THE BULLISH CASE: Coincident lows in energy and transports have, in the past, happened when the market is notably near a bottoming out.
EARNINGS: Even though the U.S. economy is continuing to grow as evidenced by recent figures on auto sales and jobs growth, albeit at a slowing pace, public company earnings are in recession. Estimates have fallen sharply in recent days, with fourth-quarter results expected to fall by 4.2 percent from the year-earlier period from a 3.7 percent drop anticipated at the beginning of the year.

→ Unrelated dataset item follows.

Issue #7070, opened 2026-09-07
[NBS] NBD: a stalled write overwrites newer data after the connection is restored


sharpeye:
After a prolonged loss of connectivity to the storage nodes, a block silently reverts to content written before the outage — after the connection was restored and after newer writes to that same block were acknowledged. No I/O errors are reported; every write returns success.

The forward price-to-earnings ratio, as a result of the market's rapid drop in the last week, has retreated to a more historically average 15.3 level, but stocks often need to become cheaper to entice investors while markets are in a swoon like this. Should profit estimates continue to fall, that will put more pressure on stock price to decline as well.
One side note that is of concern: Citigroup, which reports on Friday, as a result of poor earnings a year ago, is by itself lifting the expected S&P growth rate dramatically, according to Thomson Reuters data. Without Citi, earnings are expected to fall 5.4 percent.
THE BULLISH CASE: Excluding the huge drag exerted by the energy sector, earnings are positive.
DIVERGENT MONETARY POLICY: Strategists interviewed late Friday noted that the Fed's intentions to keep raising rates at a steady clip, compared with the European Central Bank's plans to keep monetary stimulus going, will continue to drive volatility as yields in the U.S. rise and conditions tighten.
The CBOE Volatility Index, or VIX, closed at 27.01 on Friday, its highest since late September, and VIX futures show an ongoing inversion, meaning investors expect more near-term gyrations. Richard Bernstein of Richard Bernstein Advisors LLC said Friday that the Fed beginning rate hikes with the United States and world in a profits recession had not happened since 1980-1981.
"We said many months ago it was a recipe for volatility - guess we were right," he said.
THE BULLISH CASE: The Fed will continue to keep stimulus largely in place with a slow pace of rate increases and massive balance sheet designed to keep long-term interest rates from rising.
CREDIT SENTIMENT: The BofA/Merrill Lynch U.S. Corporate Bond Index's spread has continued to widen, reaching 177 basis points over comparable Treasuries on Friday, a few basis points away from levels not seen since 2012. The equity market, for a time, had ignored a similar rise in high yield spreads, but the decline in high-rated credit is a potentially greater problem, because it indicates reduced confidence in funding corporate spending.
Brian Reynolds, strategist at New Albion Partners in New York, says the weakness in credit and in stocks are, in a sense, feeding on each other right now.
"Credit traders continue to watch stocks like a hawk," he said. New issuance has remained healthy and should continue. Eight big high-grade bond deals hit the market on Friday. But further weakness in credit could signal more bumps for equities.
THE BULLISH CASE: Reynolds believes demand from pension funds for credit deals will keep these markets active, and even several months of churning in the stock market will not derail credit activity.